Given preorder and inorder traversal of a tree, construct the binary tree.
Note:
You may assume that duplicates do not exist in the tree.
For example, given
preorder = [3,9,20,15,7] inorder = [9,3,15,20,7]
Return the following binary tree:
3 / \ 9 20 / \ 15 7
思路:
通过递归的方式构造二叉树。

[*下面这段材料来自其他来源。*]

PR #1112, opened 2024-08-05
Kasiah/community dot com connector

KasiaHinkson:
Creates a new connector for the Community.com API


parsons/community/community.py
```diff
@@ -0,0 +1,103 @@
...
+        )
+        response = self.client.get_request(url=url)
+        return response
+
+    def get_resource(self, resource):
+        """
+        Get specified data from Community.com API as Parsons table.
+
+        `Args:`
+            resource: str
```
shaunagm, line 84: Can you rename the parameter and update the docs so we're using `file_name` instead of `resource`? As we chatted about on our call, this will make it easier for people to understand the `file_name error` response. Please also include a link to the underlying com api docs.

parsons/utilities/api_connector.py
```diff
@@ -96,9 +96,12 @@ def get_request(self, url, params=None):
 
         r = self.request(url, "GET", params=params)
         self.validate_response(r)
-        logger.debug(r.json())
 
-        return r.json()
```
shaunagm, line 101: This is a breaking change (though mostly internal) - can we switch this to passing in a `format` parameter that defaults to 'json', but if not 'json' but instead 'content', gets `r.content`?

test/test_community/test_community.py
```diff
@@ -0,0 +1,35 @@
...
+
+TEST_CLIENT_ID = "someuuid"
+TEST_CLIENT_TOKEN = "somesecret"
+
+TEST_ID = "12345"
+TEST_URI = "https://faketestingurl.com/example"
+
+TEST_CSV_TYPE = "campaigns"
+
+TEST_GET_RESPONSE = {
```
shaunagm, line 15: Can we rename this or leave a code comment that makes it clearer that this is mock data equivalent to the response from community.com that contains a csv string?

test/test_community/test_community.py
```diff
@@ -0,0 +1,35 @@
...
+        Table.from_csv = MagicMock(name="mocked from_csv", return_value=test_csv_data)
+
+    def tearDown(self):
+        Table.from_csv = self.from_csv
+
+    @requests_mock.Mocker()
+    def test_successful_get_request(self, m):
+        m.get(f"{TEST_URI}/{TEST_CLIENT_ID}/{TEST_CSV_TYPE}.csv.gz", json=TEST_GET_RESPONSE)
+
+        assert self.com.get_request(resource=TEST_CSV_TYPE) == TEST_GET_RESPONSE
```
shaunagm, line 35: Let's add one more test for `get_response` - should be similar to your existing test, but will test that we successfully transform the request response into a parsons table.

shaunagm (changes requested):
looks pretty good, just a couple of changes requested (as we talked about on our call)

KasiaHinkson:
@shaunagm this is ready for re-review, and it includes a small change to `gcs.upload_table` that I think might technically be a breaking change, so I'd like your eyes on it for sure.

parsons/community/community.py
```diff
@@ -0,0 +1,101 @@
...
+       `Args:`
+            community_client_id: str
+                The Community provided Client ID. Not required if ``COMMUNITY_CLIENT_ID`` env
+                variable set.
+            community_access_token: str
+                The Community provided access token. Not required if ``COMMUNITY_ACCESS_TOKEN`` env
+                variable set.
+            community_uri: str
+                The URI to access the  API. Not required, default is
+                https://dl.community.com/download/v1/files/. You can set an ``COMMUNITY_URL`` env
```
shaunagm, line 24: Sorry I didn't catch this before. You can format external links using [this syntax](https://sublime-and-sphinx-guide.readthedocs.io/en/latest/references.html#links-to-external-web-pages).

parsons/community/community.py
```diff
@@ -0,0 +1,101 @@
...
+                variable or use this URI parameter if a different endpoint is necessary.
+
+    API Documentation: https://developer.community.com/reference/data-export-api-downloading-data
```
shaunagm, line 27: Can you switch to using a hyperlink instead of the bare url?

parsons/google/google_cloud_storage.py
```diff
@@ -327,17 +323,18 @@ def upload_table(
             # CSVView. Once any transformations are made, the Table.table
             # becomes a different petl class
             if isinstance(table.table, petl.io.csv_py3.CSVView):
```
shaunagm, line 325: This change looks okay to me, I'm curious about the reasoning? That will help me understand how big the breaking change would be - right now this code is so similar that it's hard to tell how it might cause problems for downstream users.

shaunagm (changes requested):
We're getting very close! A bit confused about the gcs change, once we've got that figured out and the links in the docstrings updated we should be good to go.

parsons/google/google_cloud_storage.py
KasiaHinkson: The reasoning for the change is that something about how our Parsons operator is working is changing the attributes of the CSVView, and we just need to do the `to_csv` instead of getting the filename. It would presumably break for someone if they want it to fail when encountering an Attribute Error. I assume this is unlikely and that this probably wouldn't really break anything for anyone, but technically if someone is depending on getting an AttributeError in some case, this would mean they instead get an actual table. Not sure why that would be a problem, but trying to be proactive!

shaunagm: Okay gotcha, that makes sense. Yeah, it's hard to imagine someone depending on getting an error there - there's no reason to call the function at all if you error out there. It hasn't uploaded the data to the blob yet, and it's not saving anything on the object that you can access, so there's no reason to call the function and catch the attribute error unless you're checking if `table.table.source.filename` exists, doing something, then calling the function again. But that would be a very weird pattern, like you could literally just check if `table.table.source.filename` exists directly. So yes, this is technically a breaking change but I think the chances of anyone being bothered by it are very very small so we are okay to merge it into main instead of major release.

shaunagm (approved):

shaunagm:
This is my bad, I should've caught this on review - there's no docs for this connector, so it's not showing up on the docs sidebar and thus it's a secret undiscoverable connector. Can we get docs added to this, even bare minimum ones (full ones would have authentication info and a little quickstart blurb, bare minimum is a one sentence description of the connector and a link to the autodocs). More [here](https://www.parsonsproject.org/pub/build-a-new-connector#documentation)

shaunagm:
I can make an issue for this if needed

PR #1121, opened 2024-09-05
Version bump for certain packages

anzelpwj:
Due to some packages found in security review, incrementing these packages in `requirements.txt`.

### DIFF
--- a/requirements.txt
+++ b/requirements.txt
@@ -19,7 +19,7 @@ grpcio==1.62.2
 gspread==3.7.0
 httplib2==0.22.0
 joblib==1.2.0
-mysql-connector-python==8.0.18
+mysql-connector-python==8.0.19
 newmode==0.1.6
 oauth2client==4.1.3
 paramiko==3.4.0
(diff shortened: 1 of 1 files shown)


anzelpwj:
Note with mysql-connector-python at 8.3.0 we lose connectivity to older mysql versions (5.5 and 5.6) but does get official support for Python 3.12. See https://dev.mysql.com/doc/connector-python/en/connector-python-versions.html.

anzelpwj:
The `build` step failed due to a timeout for its installation - not sure what to do, since all the other steps passed.

https://app.circleci.com/pipelines/github/move-coop/parsons/5703/workflows/d9f6865f-585f-4d67-887a-dc53735de8b5/jobs/7289?utm_campaign=vcs-integration-link&utm_medium=referral&utm_source=github-checks-link&utm_content=summary

bmos:
As it says in the logs, `INFO: This is taking longer than usual. You might need to provide the dependency resolver with stricter constraints to reduce runtime. See https://pip.pypa.io/warnings/backtracking for guidance.`

You probably just need to set google-api-core to a specific version or update some other packages that depend on it.

bmos:
I'm also looking at updating the circleci workflow so that it uses uv which should help avoid timeouts during package resolution.
https://github.com/move-coop/parsons/pull/1122

anzelpwj:
Sounds good @bmos - I tried pinning the google-api-core and it went ~30 minutes fussing around before timing out again. I'll await your PR getting merged in.

bmos:
It might also be good to post about these in the Slack if you are there.

shaunagm:
Here's the error I see on the docs-build, during the install dependencies step:
Screenshot from 2024-09-06 11-52-51

bmos:
curlify 2.2.1 will probably solve that as it removes ">= 3" shlex version (which does not exist)

anzelpwj:
I'll cut out the mysql upgrade for now so this isn't a breaking change. Will also pin curlify. Will that fix things? Guess we'll find out.

anzelpwj:
Issue for upgrading `mysql-connector-python`: #1125

shaunagm (approved):

PR #1122, opened 2024-09-06
circleci updates

bmos:
this updates circleci requirements and python version. it should make doc creation dependency installation faster so it doesn't time out as easily.

### DIFF
--- a/.circleci/config.yml
+++ b/.circleci/config.yml
@@ -34,9 +34,10 @@ jobs:
           # Note that we the circleci node image installs stuff with a user "circleci", rather
           # than root. So we need to tell npm where to install stuff.
           command: |
-            python3 -m venv venv
-            . venv/bin/activate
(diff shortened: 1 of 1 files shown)


shaunagm:
I'm a little concerned that only 4 tests are being run. In my experience that's a sign of some kind of formatting or configuration error, although I could be wrong!

anzelpwj:
@shaunagm that's because the other tests specify that they only run when certain files (which does not include the docs requirements.txt file) are changed.

```yaml
on:
  pull_request:
    paths:
      - .github/workflows/pip-install.yml
      - requirements.txt
      - setup.py
  push:
    paths:
      - .github/workflows/pip-install.yml
      - requirements.txt
      - setup.py
  workflow_dispatch:
  ```

shaunagm (approved):

Issue #1114, opened 2024-08-08
Test Coverage Assessment


jdw25:
HIGH LEVEL: we probably want to answer (at least):
- Are our current tests doing what we think they are doing?
- Do we have test gaps

bmos:
We have 78% coverage
https://github.com/move-coop/parsons/actions/runs/10742012333/job/29793717439

bmos:
Here is updated information about our test coverage:
https://htmlpreview.github.io/?https://github.com/move-coop/parsons/blob/python-coverage-comment-action-data/htmlcov/index.html

bmos:
parsons/utilities/dbt/* is entirely untested, via mock or live tests.
parsons/google/google_sheets.py has 14% coverage
parsons/aws/s3.py has 15% coverage
We have 14 files with <20% mock coverage.

bmos:
Since my last comment, things have improved but we still have a lot of room for improvement.
We have 70% overall coverage.

dbt now has decent coverage at 69%
google sheets remains at 14%
aws s3 still has 15% coverage
rs_table_utilities.py has 15% coverage
There are 6 more files with <20% coverage

PR #1126, opened 2024-09-06
Code coverage reporting

bmos:
Prompted by https://github.com/move-coop/parsons/issues/1114 I created coverage testing.

The main thing about this that I don't like is that it reports on each version which is probably pointless? Does anyone know if that is worth doing or not?

### DIFF
--- a/.github/workflows/coverage.yml
+++ b/.github/workflows/coverage.yml
@@ -1,0 +1,50 @@
+name: Pytest and ruff
+
+on:
+  pull_request:
+    paths:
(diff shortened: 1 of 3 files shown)


shaunagm:
Each version of what? Python? Parsons?

bmos:
Ah, sorry. Each version of Python and each testing platform.

shaunagm:
Yeah, feels like we should only have to run it once. It's not like the coverage would differ on those versions/platforms.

两种实现方式,最后解释差异:
1 直接拷贝
TreeNode* buildTree(vector<int>& preorder, vector<int>& inorder) {
if (preorder.size() == 0) return NULL;
int val = preorder[0];
int left = 0;
while (inorder[left] != val) left++;
TreeNode *root = new TreeNode(val);
vector<int> preorderLeft(preorder.begin()+1, preorder.begin() + left+1);
vector<int> inorderLeft(inorder.begin(), inorder.begin() + left);
root->left = buildTree(preorderLeft, inorderLeft);
vector<int> preorderRight(preorder.begin() + left+1, preorder.end());
vector<int> inorderRight(inorder.begin() + left+1, inorder.end());
root->right = buildTree(preorderRight, inorderRight);
return root;
}
2 跟踪标号
TreeNode* buildTree2(vector<int>& preorder, vector<int>& inorder, vector<int> p){
if (p[0] < 0 || p[2] < 0 || p[1] < p[0] || p[3] < p[2] || p[0] >= preorder.size() || p[2] >= inorder.size())
return NULL;
int val = preorder[p[0]];
int left = p[2];
while (inorder[left] != val) left++;
TreeNode *root = new TreeNode(val);
vector<int> pLeft = p;
pLeft[0]++;
pLeft[1] = p[0]+left-p[2];
pLeft[3] = left-1;
root->left = buildTree2(preorder, inorder, pLeft);
vector<int> pRight = p;
pRight[0] += left-p[2] + 1;
pRight[2] = left + 1;
root->right = buildTree2(preorder, inorder, pRight);
return root;
}
TreeNode* buildTree2(vector<int>& preorder, vector<int>& inorder){
vector<int> p;
p.push_back(0);
p.push_back(preorder.size() - 1);
p.push_back(0);
p.push_back(inorder.size() - 1);
return buildTree2(preorder, inorder, p);
}
可以看到,第一种方式简单直观,但是中间有很多赋值操作,会大量增加运行时间和内存使用,第二种使用索引的方式来构造二叉树,虽然逻辑繁琐一点(我已经晕了,所以第一个判断我就快刀斩乱麻,想到什么加什么了),但是运行时间较快,消耗内存少。